Deloitte’s main advice for stores: Further integrate with those digital platforms. The report states, “Retailers should embrace the native capabilities of their digital touchpoints and integrate with platforms where their customers are already interacting at scale rather than trying to build such platforms themselves.”
According to the study, more than three-quarters (78 percent) of non-millennials are now using digital devices either two or three times throughout their shopping trip. Mobile device usage is no longer as heavily skewed toward millennials. Data shows that the age gap is shrinking as now – across all age groups – customers are turning to their mobile devices before and during the shopping journey.
“The important thing to remember is that most of today’s buying power still remains with non-millennials,” said Lokesh Ohri, senior manager, Deloitte Consulting LLP and leader of customer engagement, content and commerce offerings in the retail practice. “A better idea is to consider all the verifying types of customers, determine how they use digital differently in the purchasing journey and create a broad range of customized experiences for each.”
“It isn’t just what retailers do, but when they do it. Research has also revealed that there are limited windows of opportunity to engage shoppers, with men getting bored after just 26 minutes and women after two hours, so engaging with purchasers has never been more important. By offering a variety of in-store engagement opportunities, mobile users open to an enhanced or incentivised visit will start to feel like their in-store experiences are able to offer them a similar one to those they enjoy online,” wrote Amy Keen for Extreme Creations UK. She also expressed the fact that many major high street players are actively seeking out solutions to this challenge. “Marks and Spencer has adopted ‘browse and order hubs’, Nordstrom has included ‘top pinned’ items in store to show retailers what social users are highlighting as key pieces. See more examples of technology being used by retailers, here. By increasing personalization, retailers are not only nurturing their customers’ interest in their brand, but developing their loyalty. The better the experience, the greater the conversion into purchasing and return custom,” concluded Keen.

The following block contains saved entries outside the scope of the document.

PR #9945, opened 2024-03-12
Nitpicking documentation:

### LINKED ISSUE #9944: Documentation enhancment
## Describe your environment
(if applicable)

  * Operating system: Linux 6.7.9-zen1-1-zen
  * Python Version: 3.11.8
  * CCXT version: 4.2.51
  * Freqtrade Version: 2024.3-dev-4f28e66f9

## Describe the enhancement

This is a nitpick on the documentation. Let us enhance the following points:

- Clarify that the `stoploss_on_exchange` parameter is `order_types.stoploss_on_exchange` in all places.
  While only one `stoploss_on_exchange` exists, it may cause confusion for some people.
- Detail how changing `available_capital`. This is unclear, especially once trades have taken place.
- Clarify what happens BNB runs out with regards to fee reduction on Binance.
- Explain what PrecisionFilter does.

I'll open a small PR to this end.

GeorgiKarapetrov:
## Summary

Solve the issue: #9944

## Quick changelog

- docs/configuration.md
- docs/exchanges.md
- docs/includes/pairlists.md

## What's new?

- Clarify order_types.stoploss_on_exchange
- Detail available_capital ammendments
- Clarify BNB fee reduction when BNB runs out on Binance
- Explain PrecisionFilter

### DIFF
--- a/docs/exchanges.md
+++ b/docs/exchanges.md
@@ -68,6 +68,8 @@ Binance supports [time_in_force](configuration.md#understand-order_time_in_force
 For Binance, it is suggested to add `"BNB/<STAKE>"` to your blacklist to avoid issues, unless you are willing to maintain enough extra `BNB` on the account or unless you're willing to disable using `BNB` for fees.
 Binance accounts may use `BNB` for fees, and if a trade happens to be on `BNB`, further trades may consume this position and make the initial BNB trade unsellable as the expected amount is not there anymore.
 
+If not enough `BNB` is availavle to cover transaction fees, then fees will not be covered by `BNB` and no fee reduction will occur. Freqtrade will never buy BNB to cover for fees. BNB needs to be bought and monitored manually to this end.
+
 ### Binance sites
 
 Binance has been split into 2, and users must use the correct ccxt exchange ID for their exchange, otherwise API keys are not recognized.
--- a/docs/exchanges.md
+++ b/docs/exchanges.md
@@ -68,7 +68,7 @@ Binance supports [time_in_force](configuration.md#understand-order_time_in_force
 For Binance, it is suggested to add `"BNB/<STAKE>"` to your blacklist to avoid issues, unless you are willing to maintain enough extra `BNB` on the account or unless you're willing to disable using `BNB` for fees.
 Binance accounts may use `BNB` for fees, and if a trade happens to be on `BNB`, further trades may consume this position and make the initial BNB trade unsellable as the expected amount is not there anymore.
 
-If not enough `BNB` is availavle to cover transaction fees, then fees will not be covered by `BNB` and no fee reduction will occur. Freqtrade will never buy BNB to cover for fees. BNB needs to be bought and monitored manually to this end.
+If not enough `BNB` is available to cover transaction fees, then fees will not be covered by `BNB` and no fee reduction will occur. Freqtrade will never buy BNB to cover for fees. BNB needs to be bought and monitored manually to this end.
 
 ### Binance sites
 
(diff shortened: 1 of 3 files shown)


docs/exchanges.md
```diff
@@ -68,6 +68,8 @@ Binance supports [time_in_force](configuration.md#understand-order_time_in_force
 For Binance, it is suggested to add `"BNB/<STAKE>"` to your blacklist to avoid issues, unless you are willing to maintain enough extra `BNB` on the account or unless you're willing to disable using `BNB` for fees.
 Binance accounts may use `BNB` for fees, and if a trade happens to be on `BNB`, further trades may consume this position and make the initial BNB trade unsellable as the expected amount is not there anymore.
 
+If not enough `BNB` is availavle to cover transaction fees, then fees will not be covered by `BNB` and no fee reduction will occur. Freqtrade will never buy BNB to cover for fees. BNB needs to be bought and monitored manually to this end.
```
froggleston: `availavle` incorrectly spelled

docs/includes/pairlists.md
```diff
@@ -369,6 +369,8 @@ As this Filter uses past performance of the bot, it'll have some startup-period
 
 Filters low-value coins which would not allow setting stoplosses.
 
+Namely, pairs are blacklisted if the stop price would be the same as 99% of the stop price due to precision rounding on the exchange.
```
froggleston: Is it "the same as 99%" or "greater than 99%"? I can't remember what it is in the code...

froggleston (commented):
Just a couple of comments, but looks pretty good so far!

docs/includes/pairlists.md
GeorgiKarapetrov: The code is
```python
        # Adjust stop-prices to precision
        sp = self._exchange.price_to_precision(pair, stop_price, rounding_mode=ROUND_UP)

        stop_gap_price = self._exchange.price_to_precision(pair, stop_price * 0.99,
                                                           rounding_mode=ROUND_UP)
        logger.debug(f"{pair} - {sp} : {stop_gap_price}")

        if sp <= stop_gap_price:
```
`sp` cannot be less than `stop_gap_price`, can it? This is why I wrote it this way.

I don't understand this very well so any other clear formulation is welcome.

GeorgiKarapetrov: How about, "Namely, pairs are blacklisted if a gap of one percent or more in the stop price would be caused by precision rounding on the exchange"?

froggleston: Or "Namely, pairs are blacklisted if a variance of one percent or more in the stop price would be caused by precision rounding on the exchange, i.e. `rounded_price <= stop_price * 0.99`" ?

xmatthias: We "might" wanna add a hint on the pointlessness of this in corellation to shorts.

the initial idea was to avoid coins with a value VERY close to their lower trading boundary - not allowing setting of proper stoploss.
this can't happen on shorts ... and on longs in futures - it should in theory trigger a liquidation first ... otherwise how'd dhat coin liquidate ...? 

---

the .99 multiplication is to do "stoploss - 1%" - which is the default for stop limit orders - and gives your actual stop order "some" wiggle room to drop slightly further (stops might not fill at exactly the price they're triggered at).
not sure this is info we need in the docs though ...

GeorgiKarapetrov: I added another small commit with the hint.
I'm happy to drop the whole change to `docs/includes/pairlists.md` if it is not needed in the docs.

---

I guess that the PR will be squashed on merge, right? I don't need to squash these and rebase.

xmatthias (approved):
I'd say - LGTM :+1: 

Thanks for your efforts! :100:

Moreover, according to 27% of senior executives, digital transformation is “a matter of survival”, shows Shayla Price on Session Cam. Customers are shopping on multiple digital devices. They learn, compare, and purchase products without leaving their homes. An Altimeter report notes that “digital transformation represents the quest to understand how disruptive technology affects the customer experience.” With increased competition, businesses must differentiate themselves beyond product offerings. And that means mastering how to provide the best online shopping experience to their customers.